Tumor Microenvironment-Directed Multisensitive Nanorobotics for Synergistic Photothermal Therapy/Chemotherapy.

Abstract

It is of great significance to design a multifunctional nanotherapeutic agent with flexible and intelligent response performance for a tumor microenvironment. Herein, hollow-structured hCu2-xS@Au derivatives were synthesized for multiswitchable drug release and synergistic photothermal therapy/chemotherapy. The remarkably improved release ratio (over 90%) under higher glutathione concentration and lower pH conditions could be ascribed to the fracture of the disulfide bond and the reduction of force between the drug and nanovehicles. In addition, the shrinking of tetradecanol molecules anchored on the surface of hCu2-xS@Au by near-infrared (NIR) photo-activation could also enhance the release of drugs in the cavity of hCu2-xS@Au.
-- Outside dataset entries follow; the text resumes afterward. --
PR #130, opened 2020-02-26
Add parking forecast model training and predictions

klemmari1:
- Add some dependencies
- Functions for training a gradient boosting model to forecast parking counts based on historical data and predicting parking counts 1 week into the future using the trained model.
- Gradient boosting forecast model implemented with CatBoost library.
- Add cron jobs that caches the parking counts and makes the predictions daily. By default the jobs are turned off.

### DIFF
--- a/parkings/cron.py
+++ b/parkings/cron.py
@@ -1,0 +1,29 @@
+from django.conf import settings
+from django_cron import CronJobBase, Schedule
+
+from parkings.forecasts.cache_parking_counts import (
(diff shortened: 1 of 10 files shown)


suutari-ai:
I don't know why this was left hanging here.

Since this is not even going to `master` branch, it's better to just merge this even if there could be some open questions how to utilize this feature in final product. Those open questions can/should be solved when merging from the `forecast` branch to `master`.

After decorating with Au nanoparticles, the favorable electron transitions endowed hCu2-xS@Au nanoparticles with a high photothermal conversion efficiency, which reaches 36.4% under a NIR laser irradiation of 808 nm. Compared to conventional single/double stimuli-responsive delivery, the proposed multimodal release pattern powerfully overcomes the limitation of insufficient dose as a single/double release unit for a tumor microenvironment was unable to meet the release requirements. After phagocytosis by tumor cells, the continuous release of anticancer drugs facilitated a substantial improvement in the antitumor therapy efficacy by combining chemo- and photothermal therapy in vivo. This design platform can provide a promising strategy for continuous and synergistic tumor therapy.